Semantic landmark particle filtering for outdoor row-structured environments.

This repository accompanies the paper Semantic Landmark Particle Filter for Robot Localisation in Vineyards and packages the core SLPF implementation, the evaluation pipeline, and the paper-facing documentation needed to understand and reproduce the published workflows.

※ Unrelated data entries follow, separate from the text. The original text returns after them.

PR #3453, opened 2026-08-15
fix(node): pull governance and keys when a namespace peer subscribes

chefsale:
Draft: the change is complete, but the scenario is too flaky for a single green run to mean anything. Holding until repeated-run data is in (see **Validation**).

Addresses #3406 (`group-join-mesh-not-ready`).

## The deadlock

The scenario partitions node-2, joins (degrades by design), heals, and then expects governance to converge **unaided** before the explicit re-join. That is the step that times out at 120s.

Post-heal the transport is **fine** — connection re-established, subscriptions re-learned, GRAFT completed at `08:07:15`, ~2 minutes of budget left. The node stays stuck because every recovery it needs is triggered by something its state denies it:

| Recovery | Trigger | Why it can't fire |
|---|---|---|
| `sync_namespace_from_peer` (governance) | peer's `ReadinessBeacon` advertising an unknown head | `verify_readiness_beacon` requires the signer to be a KNOWN member; knowing members requires the governance state the join never delivered → **26 beacons dropped, all post-heal** |
| `recover_missing_group_keys` (key) | *receiving* a gossiped Group op | needs a populated mesh, which a stranded joiner lacks |
| namespace heartbeat | — | liveness-only by design; observes `we_missing=1 peer_missing=0` 4x, remediates nothing |
| `admission_proof` / `beacon_admission_provable` | a `MemberJoinedAt` that reached publish-with-zero-acks | different scenario — verified **zero** occurrences on both nodes |

Verifying a beacon needs member knowledge; member knowledge arrives via the pull that beacon would have triggered.

## The fix

Add a trigger rather than relax a guard.

A peer subscribing to `ns/<id>` is **our own gossipsub** reporting a reachable peer — not a peer-supplied claim — so acting on it grants nothing that was not already granted. On that event, a node that is a member holding no key pulls governance and keys from that peer.

The `group/` branch of `handle_subscribed` already drives active recovery on subscription (`sync_group` + `broadcast_group_local_state`); the `ns/` branch only emitted a beacon. This brings `ns/` in line.

Gated on `namespace_groups_member_but_keyless` being non-empty:
* **bounds the work** — a busy namespace raises one event per peer, and the beacon path this parallels is debounced where this is not;
* **self-limiting** — the predicate goes false the moment recovery lands, so a healthy node never pulls from here and a recovering one stops on its own.

A member that holds its key but is merely behind is left to the beacon path, which it can verify precisely because it is not stranded.

## Why not the previous approaches

Both prior attempts tried to break the circle by loosening the guard:
* **#3411** (merged, `c62b3c00a`) widened `beacon_indicates_divergence` — a no-op here; the beacon is dropped at verification before the predicate runs.
* **#3413** (drafted, not merged) relaxed beacon verification for a stranded joiner — **broke 27 app-migration scenarios**.

This PR touches neither beacon verification nor join authorization. Relaxing the beacon guard widens what a stranger can assert about membership; adding a trigger does not.

## Validation

**Not yet demonstrated, deliberately.** `group-join-mesh-not-ready` failed **4 of 9 recent master runs (~44%)**, so one green run is not evidence. Two things must happen before this leaves draft:

1. **Re-measure the baseline on post-#3449 master.** That 44% was measured *before* #3449, and this scenario's logs also showed the root-hash rollback that #3449 fixed. Some of its flakiness may already be gone, and attributing that to this PR would be wrong.
2. **Repeated runs on this branch** — roughly 8-10 consecutive passes, reported as counts against the re-measured baseline.

`cargo fmt`, `cargo check`, and `cargo clippy -p calimero-node --all-targets --features calimero-storage/testing -- -D warnings` are clean.

No unit test: the deadlock is a multi-node partition/heal interaction between gossipsub mesh state, beacon verification, and the governance pull. The merobox scenario in this repo is the regression test; the unit suites go green with or without the bug.

---

## Evidence

Raw pass/fail is the wrong metric. The test partitions *before* the join, so **every** run takes the degraded branch; what varies is whether the joiner then wedges. Runs are classified from the joiner's node log:

* `dropped` — `ReadinessBeacon failed verification` count. **26** = wedged for the full 120s window.
* `ran` — `stranded-member recovery:` lines, i.e. this PR's path executing.

### master @ post-#3449 (7 runs)

| run | result | dropped | verdict |
|---|---|---|---|
| 31875113600 | success | 0 | never wedged |
| 31875531290 | failure | 26 | **WEDGED** |
| 31876353885 | failure | 26 | **WEDGED** |
| 31877044678 | failure | 26 | **WEDGED** |
| 31877740476 | success | 0 | never wedged |
| 31878424752 | failure | 26 | **WEDGED** |
| 31879092762 | success | 1 | never wedged |

**4 of 7 wedge. Wedging is terminal — 4 for 4 never recover.**

### this branch, round 2 (7 runs, unconditional logging)

| run | result | dropped | ran | verdict |
|---|---|---|---|---|
| 31880131688 | success | 0 | 0 | never hit the failure mode |
| 31880488666 | success | 1 | **2** | **rescued** after first drop |
| 31881078454 | success | 0 | 0 | never hit the failure mode |
| 31881613527 | success | 0 | 0 | never hit the failure mode |
| 31882177987 | success | 0 | **2** | **rescued** preemptively |
| 31882711694 | success | 0 | **2** | **rescued** preemptively |
| 31883210505 | success | 0 | **2** | **rescued** preemptively |

### Reading

**The recovery fires in 4 of 7 runs — the same rate at which master wedges (4 of 7) — and converges in every one.** That the fire rate matches the wedge rate is the substantive result: the path is engaging in the population of runs that would otherwise have gone terminal, not at random.

Across **15 runs on this branch, zero reached the wedged state**, versus 4 of 7 on master. Fisher exact, one-tailed **p ≈ 0.005**.

Two shapes of rescue are observed, both converging:
* `dropped=1, ran` — the joiner drops its first beacon post-heal, the trigger fires, it converges at **1** drop instead of 26.
* `dropped=0, ran` — the trigger fires on subscription and recovers the node *before* it ever fails to verify a beacon.

### Notes on the evidence

* Round 1 (8 runs, also 0 wedged) is **excluded from the mechanism count**: it ran under a log gated on `ops > 0`, so any run where the recovery fired but pulled zero governance ops logged nothing. That gate is removed in `51afeb934`. Round 1 therefore *understates* the fix's activity, and its quiet runs are not interpretable either way.
* Every run on this branch passed (15/15), but passes alone are weak evidence — roughly half of them never entered the failure mode at all. The load-bearing evidence is the 4 logged rescues and the fire-rate/wedge-rate correspondence.
* No unit test: the deadlock is a multi-node partition/heal interaction between gossipsub mesh state, beacon verification and the governance pull. The merobox scenario is the regression test; the unit suites go green with or without the bug.


chefsale:
## Correction: this fix is incomplete — evidence above is overstated

`Test (group-join-mesh-not-ready)` **failed on this branch** after the rebase ([run 31883720288](https://github.com/calimero-network/core/actions/runs/31883720288)), the first failure in 16 runs. It is not a flake, and it exposes a real hole.

```
dropped = 26   trigger = 0   → HIT+STUCK
```

The joiner wedged **and the recovery never ran**. Timeline from its log:

```
12:14:25.30  ns/ Subscribed event   <- the ONLY one, 56s BEFORE the join degraded
12:15:21.62  degraded join (member recorded, no key)
12:15:46.63  reconnect after heal   <- NO new Subscribed event
12:15:46.64  first dropped beacon -> 26 -> wedged
```

The `Subscribed` event fired *before* this node became member-but-keyless, so the gate correctly found nothing and returned. After the heal the peer reconnected **without gossipsub re-emitting `Subscribed`**, so the trigger never got a second chance.

### What this means for the evidence

Whether the fix engages depends on whether the reconnect happens to produce a fresh subscription event. It did in the runs where the recovery was observed firing; it did not here. **The 0/15 result above is therefore partly luck about which trigger fired, not 15 demonstrations that the deadlock is closed.** The mechanism observations remain valid — when the trigger fires, it does recover — but the trigger itself is not reliable enough to close #3406 on its own.

### The better trigger

The failing run hands it over: **26 beacons arrived from a reachable peer and were discarded.** Every dropped beacon is direct evidence that a namespace peer is up and talking to us — which is exactly the fact the stranded node needs and currently throws away.

Using it trusts nothing new. The beacon is still refused; we only take "an unverifiable beacon arrived from peer X" as a cue to pull from X through the authenticated path, where the governance ops must still validate on apply.

Note for anyone picking this up: this must **not** be routed through `spawn_beacon_divergence_sync`. Its `local_has_state` guard rejects precisely the stranded node (no governance state ⇒ empty DAG head), and relaxing that guard is what broke 27 app-migration scenarios in #3413. The new trigger needs its own narrowly-gated pull, as the `ns/` one has.

**Staying open for review.** What is here is a real improvement and makes nothing worse: when the trigger fires it demonstrably recovers, and it never fires on a healthy node. It is simply not sufficient on its own to close #3406. The dropped-beacon trigger ships as a separate PR on top.

chefsale:
Closing in favour of #3462, which is merged and covers the same recovery from a better signal.

Both PRs do the same thing once triggered — pull governance and keys for a member that holds no key. They differ only in what wakes them:

* **This PR:** a peer subscribing to `ns/<id>`. A one-shot edge, and as the [correction above](https://github.com/calimero-network/core/pull/3453#issuecomment-5302196309) documents, it is not guaranteed to fire when needed: in the run that failed here the subscription event arrived 56s *before* the node became member-but-keyless, and the post-heal reconnect produced no second one.
* **#3462:** an unverifiable beacon arriving. Beacons repeat every ~5s from every Ready peer, so the trigger recurs for as long as the node is stranded rather than depending on catching a single edge.

#3462 has fired and converged **4 times on master** post-merge, and master's `group-join-mesh-not-ready` failure rate went from 4-of-7 to 1-of-6.

The only coverage this PR adds over #3462 is the window where a peer subscribes while we are stranded but has not beaconed yet — worth a few seconds, against the cost of a second code path pulling governance. Not a good trade, so: one trigger to reason about.

The `unconditional recovery logging` commit here is worth keeping in mind if this area is revisited — gating a recovery log on `ops > 0` made "ran and pulled nothing" indistinguishable from "never ran" and cost a probe round of interpretable data. #3462 logs unconditionally for that reason.

#3406 remains open: a residual failure survives both fixes, where the admin never registers the joiner's `ns/` subscription and publishes nothing (`NoPeersSubscribedToTopic` × 38) while the joiner sees a healthy 1-peer mesh. No message flows, so no trigger of any kind can fire. Investigating that separately.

Preprint: https://arxiv.org/pdf/2509.18342

Repository scope

This public release is centered on:

  • the main localisation pipeline in scripts/spf_lidar.py
  • the evaluation and aggregation workflow used in the paper
  • curated map, trajectory, and model assets required by those workflows

Baseline methods such as AMCL, RTAB-Map, and ORB-SLAM3 are treated here as precomputed trajectory inputs. The recommended public release does not depend on shipping their native runtime stacks.

Repository layout

  • data/ contains processed traverses, trajectory inputs, and semantic map artifacts
  • models/ contains trained weights used by the SLPF pipeline
  • configs/ contains sensor and camera configuration files
  • scripts/ contains localisation, evaluation, aggregation, and plotting code
  • docs/ contains setup notes, methodology, and experiment protocols
  • results/ contains generated outputs and paper figures

Quick start

For evaluation-only workflows:

python -m venv .venv
source .venv/bin/activate
pip install -r requirements.txt
python3 scripts/compute_metrics.py
bash scripts/run_evo_all.sh
python3 scripts/aggregate_evo_results.py

For the full SLPF pipeline, including semantic inference and runtime profiling, see docs/SETUP.md.

Main workflows

Run the semantic particle filter on a processed traverse:

python3 scripts/spf_lidar.py \
  --data-path data/2025/rh_run1 \
  --output-folder results/example_run \
  --no-visualization

Generate paper figures and tables:

python3 scripts/plot_trajectories_2x4_experiment_comparison.py
python3 scripts/plot_vineyard_structure_with_rtk.py

Run release-facing experiment extensions:

  • scripts/run_spfpp_ablation.py for SLPF ablations
  • scripts/run_runtime_profile_experiment.py for throughput and stage timing
  • scripts/run_run1_robustness_experiments.py for robustness studies

Representative results

Qualitative comparison across the two main experiments:

Trajectory comparison across Experiment 1 and Experiment 2

Plot provenance and inputs are documented in results/plots/PLOT_SOURCES.md.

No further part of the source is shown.